Hace justo un año, el 11 de febrero de 2020, la Organización Mundial de la Salud (OMS) bautizaba el coronavirus como Covid-19. Solo había transcurrido un poco más de un mes, desde que aquellos extraños casos de neumonía detectados en China, habían sido reportados. Un mes después, ya era una pandemia.
Comenzaba así la crisis de salud mundial, que no solo ha matado 2.3 millones de personas -rumbo a los 6 mil en Panamá-, sino que de paso ha creado una crisis económica y social pavorosa, afectando de forma directa la institucionalidad democrática.

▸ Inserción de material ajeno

PR #1190, opened 2019-08-01
Feature/word counter

### LINKED ISSUE #917: Applicant - Word Counter (for skill declarations)
# Description
Follow up on PR #915 and #874 

- The word counter still needs a few more things before it can be added in:

   - [ ] Info message correlating to amount of words
   - [ ] what the max/goldilock/min amount of words should be

# Wireframe
- https://xd.adobe.com/view/e79e0e9e-d1ae-4b0c-749d-9436424f1ae7-91af/

yonikid15:
Resolves #917 

### Notes:
- Word Counter for Skills page
- Run Storybook to view OR on the Applicant Side - Step 3 and 4 of application process


resources/assets/js/components.tsx
```diff
@@ -8,6 +8,6 @@
 // require('./components/ReferenceList');
 require("./components/ApplicationReview/ReviewApplicationsContainer");
 require("./components/ApplicationReview/ApplicationReviewContainer");
-require("./components/ApplicantSkills/WordCounter");
+require('./components/WordCounter/WordCounter');
```
tristan-orourke: First, I believe WordCounter should be replaced with WordCounterWrapper now.

But more importantly, we've decided recently to try to break our js into seperate bundles, to reduce the amount of unnecessary code downloaded by the browser for a given page. In this case, it means that _instead_ of adding WordCounter to `components.tsx`, you should export WordCounterWrapper in `webpack.mix.js`, and include this specific script in the twig template. Check `job-builder-intro.html.twig` for an example of how this is done.

resources/assets/js/components/ProgressRing.tsx
```diff
@@ -1,4 +1,4 @@
-import React from "react";
+import React from 'react';
```
tristan-orourke: It appears you have different autoformat settings that I do. We should all be using the same config, and it should be using double-quotes. Lets look into this.

resources/assets/js/components/WordCounter/WordCounter.test.ts
```diff
@@ -0,0 +1,61 @@
+import {
+  countNumberOfWords,
+  stringEndsInWhitespace,
+  truncateWords,
+} from "./WordCounter";
```
tristan-orourke: This file is now testing the WordCounter utility file, now the component itself. Imports need to change, and probably the describe wordings.

resources/assets/js/components/WordCounter/WordCounter.tsx
```diff
@@ -0,0 +1,106 @@
...
+*/
+
+interface Message {
+  max: number;
+  message: string;
+}
+
+interface WordCounterProps {
+  numOfWords: number;
+  maxWords: number;
```
tristan-orourke: I'd add some comments for the interface fields. For example, the difference between maxWords, numOfWords, and wordLimit is not obvious. Also add a comment about the message array needing to be ordered from lowest max to largest.

tristan-orourke: Although perhaps this component could itself reorder messages by max, just to be sure.

resources/assets/js/components/WordCounter/WordCounter.tsx
```diff
@@ -0,0 +1,106 @@
...
+  maxWords,
+  warnings,
+}): React.ReactElement => {
+  const message = (): string => {
+    let index = 0;
+    const warning = warnings.find(
+      ({ max }, i): boolean => {
+        index = i;
+        return (
+          warnings[i + 1] &&
```
tristan-orourke: If you assume warnings are ordered from smallest max to largest (which I think has to be true for this to work), do you need to compare to `warnings[i+1]` at all?

resources/assets/js/components/WordCounter/WordCounterWrapper.tsx
```diff
@@ -0,0 +1,66 @@
...
+
+      if (target.value.trim()) {
+        setCurrentNumberOfWords(numOfWords);
+      } else {
+        setCurrentNumberOfWords(0);
+      }
+
+      if (numOfWords < wordLimit) {
+        // After maxLength is set to positive number, it cannot be set back to unlimited (-1)
+        element.maxLength = 1000000000;
```
tristan-orourke: I don't think this is required anymore.

resources/assets/js/components/WordCounter/helpers.ts
```diff
@@ -0,0 +1,27 @@
+export const countNumberOfWords = (innerText: string): number => {
```
tristan-orourke: I like separating these functions out into their own file 👍

resources/views/common/skill.html.twig
```diff
@@ -572,8 +572,8 @@
                                     {# Word Counter #}
                                     {# <div
                                         data-word-counter-id={{ "#{id_prefix}skillDescription"|json_encode() }}
-                                        data-max-words={{ "100"|json_encode()  }}
-                                        data-min-words={{ "75"|json_encode()  }}
+                                        data-max-words={{ "80"|json_encode()  }}
```
tristan-orourke: We'll want to set the max and min words in the same place we create the messages, (speaking of which, we'll need translations for those) which probably means in a very context-specific SkillDeclarationWordCounter component. This component will need to pass in all the constants to WordCounterWrapper and also mount the component with ReactDOM.

resources/assets/js/components/WordCounter/types.ts
```diff
@@ -0,0 +1,23 @@
+export interface WordCounterProps {
```
tristan-orourke: These don't need to be in their own file.

tristan-orourke: In fact, component props should _definitely_ be in the same file as their component.

resources/assets/js/stories/WordCounter/WordCounter.stories.tsx
```diff
@@ -0,0 +1,22 @@
...
+import WordCounterWrapper from "../../components/WordCounter/WordCounterWrapper";
+import SkillsWordCounter from "../../components/ApplicantSkills/SkillsWordCounter";
+
+const stories = storiesOf("Components|Word Counter", module)
+  .addDecorator(withInfo)
+  .addDecorator(withKnobs)
+  .addDecorator(withIntl);
+
+stories.add(
+  "Word Counter",
```
tristan-orourke: I added another story for WordCounterWrapper so you can adjust the word threshold with knobs.

resources/assets/js/translations/extractedMessages/resources/assets/js/components/ApplicantSkills/SkillsWordCounterMessages.json
```diff
@@ -0,0 +1,27 @@
+[
```
tristan-orourke: This file should be deleted, shouldn't it?

yonikid15: Ya, that's wierd.

resources/assets/js/components/ApplicantSkills/SkillsWordCounterMessages.ts
```diff
@@ -0,0 +1,53 @@
+import { defineMessages } from "react-intl";
+
+export const wordCounterMessages = defineMessages({
+  skillsMessage_1: {
+    id: "wordCounter.skills.skillsMessage_1",
```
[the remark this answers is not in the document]
Khristophor: I was also renaming these 😆

resources/assets/js/components/WordCounter/types.ts
yonikid15: Okay!

resources/assets/js/components/ApplicantSkills/SkillsWordCounterMessages.ts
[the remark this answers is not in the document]
yonikid15: We already renamed these and added it into the SkillsWordCounter.tsx component.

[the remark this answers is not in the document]
Khristophor: Too late :P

“Todo indica que cuando salgamos de esta noche oscura, despertaremos a un mundo empobrecido, en el que el Estado habrá crecido en todas partes asfixiando la libertad más de lo que ya está, y en la que los nuevos populismo, impregnados de racismo y de una nacionalismo irracional, se disponen a rematar las últimas instituciones y a conquistar el poder….”, se lamenta el escritor Mario Vargas Llosa en un artículo reciente.

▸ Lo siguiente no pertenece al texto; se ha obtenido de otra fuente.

PR #1198, opened 2019-08-02
Update CI configuration to reduce runtime

Khristophor:
### Notes:
Trying to cut down the Travis/Scrutinizer run time, as we seem to be doubling up on a lot of checks across different services.

### DIFF
--- a/.scrutinizer.yml
+++ b/.scrutinizer.yml
@@ -42,7 +42,3 @@ filter:
 checks:
   php: true
 
-tools:
-  external_code_coverage:
-    timeout: 777
-    runs: 1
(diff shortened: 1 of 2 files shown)


Khristophor:
So, we can cut down Scrutinizer time pretty significantly (5 minutes vs 13 minutes on an older inspection) if we go with this config and don't wait for code coverage reports from Travis. If we _do_ want to incorporate code coverage, it'll negatively impact times across all the PR's. This leads to a massive queue backup, since Scrutinizer can only use one container at a time.

The might be some room for improvement in the Travis script but that's a can of worms I don't really want to get into right now.

Also, considering I don't think anyone really looks at the Scrutinizer results, it might be worthwhile to switch to something like [Larastan](https://github.com/nunomaduro/larastan) that does local static analysis for Laravel projects. I tried it out locally and it processed over 200 files in milliseconds, so we'd be able to add it to Travis without much impact on the build time.

Issue #1010, opened 2019-06-06
Job Poster Builder: Step 08 - Review


JasmitaChawla:
## Description
The final step for the job poster builder, this section shows managers how their job poster will look to applicants. 

- [ ] This task requires a unit test.
- [ ] This task is complex and needs acceptance criteria.

## Acceptance criteria

- [ ] There's an edit button under each section that once clicked, takes the user back to the step where the information for that section was entered.

- [ ] After users make a change and click preview, there's an additional third button on the modal "Go to Review" that allows them to skip straight to this review page (as opposed to clicking through all the steps).

- [ ] On this page, the entire work environment section is displayed. But for the applicants, when the job poster is live, there should be a link that opens the full section on a separate page:

How poster should look like to applicants:

<img width="375" alt="Screen Shot 2019-06-13 at 10 18 06 AM" src="https://user-images.githubusercontent.com/38079220/59440204-8f5f3a80-8dc4-11e9-93ca-0e50dab3103b.png">

Clicking on the "View the team’s work environment and culture" link should open a separate page with the full section:

<img width="334" alt="Screen Shot 2019-06-13 at 10 19 46 AM" src="https://user-images.githubusercontent.com/38079220/59440339-cd5c5e80-8dc4-11e9-975c-661398f56d11.png">

## Link to prototype
[Prototype
](https://xd.adobe.com/view/85e7b2e5-3ca1-4a14-4f62-82ddfba3c63c-f3d6/)

## Link to copy
[Copy](https://docs.google.com/document/d/1P28kVMYARFDeg3RB_rBPRq8g4oLULq206BcXVHvRne4/edit?usp=sharing)

PR #1232, opened 2019-08-08
Added a basic Middle Btn option to the Modal component

tristan-orourke:
### Notes:
- This is being added now to enable the Skip to Review buttons for #1010.


tristan-orourke:
I thought I could give each button `data-c-grid-item="base(1of3)"`, but now the main Confirm button is not enough to the right when the middle button is not present.

PR #1266, opened 2019-08-13
Bugfix - JPB Skills page 

yonikid15:
Resolves #issue during sprint review

### Notes:
- On the skills page there's a modal that has a single button. The **children** prop returns a object instead of an array when there is only 1 item. Therefore, I added a condition making sure **children** is an array before mapping and adding the **gridItem** prop.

Si, la crisis de la democracia -que ya venía mostrando señales de alarma antes de la pandemia- es global. Enfrentar los riesgos existentes requiere reforzar los mecanismos multilaterales y, sobre todo, decidida acción local.
En Panamá, perdimos muy pronto la ilusión de estar en buenas manos para navegar en aguas tan procelosas, y a partir de entonces, el deterioro no se ha detenido. Escándalos de corrupción, despilfarros, autoritarismo, impune violación a las garantías fundamentales, falta de transparencia, son algunas de las señas de identidad de una Administración que ha ido dando tumbos en su intento de enfrentar la pandemia.

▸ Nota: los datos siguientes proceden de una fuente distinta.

PR #1358, opened 2019-08-28
Avoid null exceptions when trying to publish poster.

### LINKED ISSUE #1355: Bug - Admin - Publishing a Job causes an error if open date time hasn't been set
# Description
Publishing a job from the admin portal causes an exception if the job does not have an open date set yet.
This action should be disabled, or at least fail gracefully with an informative message, if critical fields haven't been set.

# Steps to Reproduce
1. Create a job in the Job Poster Builder.
2. Complete, and submit for review.
3. Logout, and log in to admin portal.
4. Find the job you just submitted for review.
5. Click edit on the job row.
6. Click publish, and save.
7. See error.

tristan-orourke:
Resolves #1355.

### Notes:
- This is a very minimal PR. It doesn't stop an admin from publishing a Job in an incomplete state (missing open dates, close dates, etc). That can be added in a separate PR.

### DIFF
--- a/app/Http/Controllers/Admin/JobPosterCrudController.php
+++ b/app/Http/Controllers/Admin/JobPosterCrudController.php
@@ -80,6 +80,14 @@ class JobPosterCrudController extends CrudController
             ]
         ]);
         $this->crud->addField([
+            'name' => 'open_date_time',
+            'label' => 'Open Date',
+            'type' => 'datetime_picker',
+            'datetime_picker_options' => [
+                'format' => 'YYYY-MM-DD HH:mm:ss',
+            ],
+        ]);
+        $this->crud->addField([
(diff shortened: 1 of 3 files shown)


tristan-orourke:
@Khristophor I've simplified the failing test, in line with the simplified mutator. I can't find a good reason why published_at date was tied to open_date in the first place.

Khristophor:
> @Khristophor I've simplified the failing test, in line with the simplified mutator. I can't find a good reason why published_at date was tied to open_date in the first place.

Not sure either, honestly. One of those things that made sense at the time I guess. The rationale seemed to be "If it's past the open date, and it hasn't been published yet, publish it now with the current timestamp. If it's not past the open date, we want it to be published as soon as it's open (so the dates would be the same)."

En realidad no es raro lo que nos sucede. Como he escrito infinidad de veces, los partidos políticos abandonaron hace rato su vital papel en un sistema democrático, para ser solo maquinarias clientelares que, una vez en el poder, se reparten la planilla, como si de un botín se tratara. Ser eficiente, dar buen servicio público, enfrentar con sabiduría una pandemia, es así imposible.
Mientras seguimos cayendo en todas las mediciones internacionales sobre corrupción, estado de Derecho, eficiencia en el uso del presupuesto, calificadoras de riesgo, desigualdad, surge una pregunta: ¿será posible salir de este hueco con el entramado institucional existente? ¿Tendremos que esperar a las próximas elecciones y volver a “rifárnolas”?
En 1983, en medio de una de las tantas crisis del régimen militar, se produjo una profunda reforma a la Constitución de 1972, con la participación de casi todos los partidos políticos existentes. Para algunos, como el maestro constitucionalista César Quintero, la reforma fue de tal magnitud que la consideraba una nueva Constitución.
En realidad se trató de un parche que oxigenó el desgastado régimen e imposibilitó el reclamo de algunos sectores que pedían un nuevo órden constitucional mediante una Asamblea Constituyente. La reforma se produjo, pero nada cambió, y el desenlace es historia conocida y todavía reciente: Manuel A. Noriega y, más tarde, la terrible invasión.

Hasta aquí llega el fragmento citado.